Water provides 12-14 times more resistance than exercising out of the water, and 90% of a persons submerged weight is cancelled out by the buoyant support of the water.    Combined, these 2 characteristics create a safe and effective environment for many high-impact moves with a much lower risk than when these same moves are done on land.  Think less stress on joints, bones and muscles.

As with all exercise, benefits include:  increase circulation, reduced heart rate and blood pressure, improved cardiovascular endurance, and increased flexibility. 

Some important things to consider
Frequency If your primary fitness objective is weight loss, you should work out at a moderate intensity level 4 days a week for 30-45 minutes per session. Your goal for caloric burn is 250+ calories to really see the benefits.   Combined with a 250 deficit in your caloric requirements you should see a sustainable weight loss.

Water Temperature should be monitored.  Leading aquatic certifying agencies suggest a water temperature of 75°F - 83°F.  This temperature might cause you to shiver at first, so start moving right away!  Anything higher than this can cause the heart rate to speed up in an attempt to cool down the body; anything lower can raise blood pressure by restricting blood flow. 

Safety first!  While knowing how to swim in not necessary, it is important to know the depth of the water you are swimming in.  Be sure someone is on duty at the pool or nearby who is CPR certified in case of an emergency.  Also, be sure to keep a water bottle nearby.  When you are working at a higher intensity you are still sweating - don't let working out in the water trick you into thinking you don't need to hydrate.

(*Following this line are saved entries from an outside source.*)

PR #934, opened 2020-02-11
Update to Chromium 80.0.3987.106

tangalbert919:
~~Do not merge! Google just released version 80.0.3987.106, and I need to get those changes in.~~

EDIT: This PR can be merged now.


kramred:
I've built 80.0.3987.100 for macOS (based on an earlier version of this PR) and I've noticed that this version is sending [ssdp](https://en.wikipedia.org/wiki/Simple_Service_Discovery_Protocol) UDP multicast messages to 239.255.255.250:1900
ssdp_multicast_chromium

The payload is: 
```
M-SEARCH * HTTP/1.1
HOST: 239.255.255.250:1900
MAN: "ssdp:discover"
MX: 1
ST: urn:dial-multiscreen-org:service:dial:1
USER-AGENT: Chromium/80.0.3987.100 Mac OS X
```

Might be related to Chromecast – Anyone else noticed this or any ideas what this is about?

jstkdng:
yeah, probably chromium looking for a chromecast, or maybe the other way around, just chromium exposing its capabilities to other devices running on the network, I don't think it is harmful since it is not sending anything to google.

PF4Public:
We should probably petition @Eloston to issue commit rights for @tangalbert919  ;)

PR #961, opened 2020-03-12
Add WinRAR support

### LINKED ISSUE #956: Option to use WinRAR in the unpack script instead of 7-Zip
Hey everyone,

I downloaded the source code using the download.py script and tried to unpack it when I noticed that the script tried to call 7-Zip. I don't have 7-Zip installed on my computer, nor plan to, due to a conflict between my country's upcoming election (United States) and the Russian Federation (where the 7-Zip maintainer is located). Please respect my beliefs in this matter and not try to convince me to use 7-Zip just because it's FOSS.

Anyways, I wanted to put in a request for WinRAR support in the unpack script as an alternative since WinRAR has a CLI and is made in Germany/the European Union. I figured WinRAR would be the next common archiving tool on Windows after 7-Zip.

tangalbert919:
This PR resolves #956, and may be really unpopular among certain users (specifically, those who would advise installing 7-zip).

### DIFF
--- a/utils/_common.py
+++ b/utils/_common.py
@@ -14,7 +14,7 @@ from pathlib import Path
 
 ENCODING = 'UTF-8' # For config files and patches
 
-SEVENZIP_USE_REGISTRY = '_use_registry'
+USE_REGISTRY = '_use_registry'
 
 LOGGER_NAME = 'ungoogled'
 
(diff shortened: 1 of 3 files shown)


tangalbert919:
The linter errors have been fixed.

Heart Rate is generally lower in the water.  It is generally recommended that you use a Rate of Perceived Exertion (RPE) or the talk test instead heart rate to measure exertion levels.

What to avoid
Head circles
Raising your arms/hands out of the water
Hanging on the lane dividers (it’s just etiquette)
Staying in the lane for more than 30 minutes (if there is a wait)
Exercising in too shallow or too deep water.   The water should be about mid-chest height, so that when you extend your arms out to the side they are in line with the water level.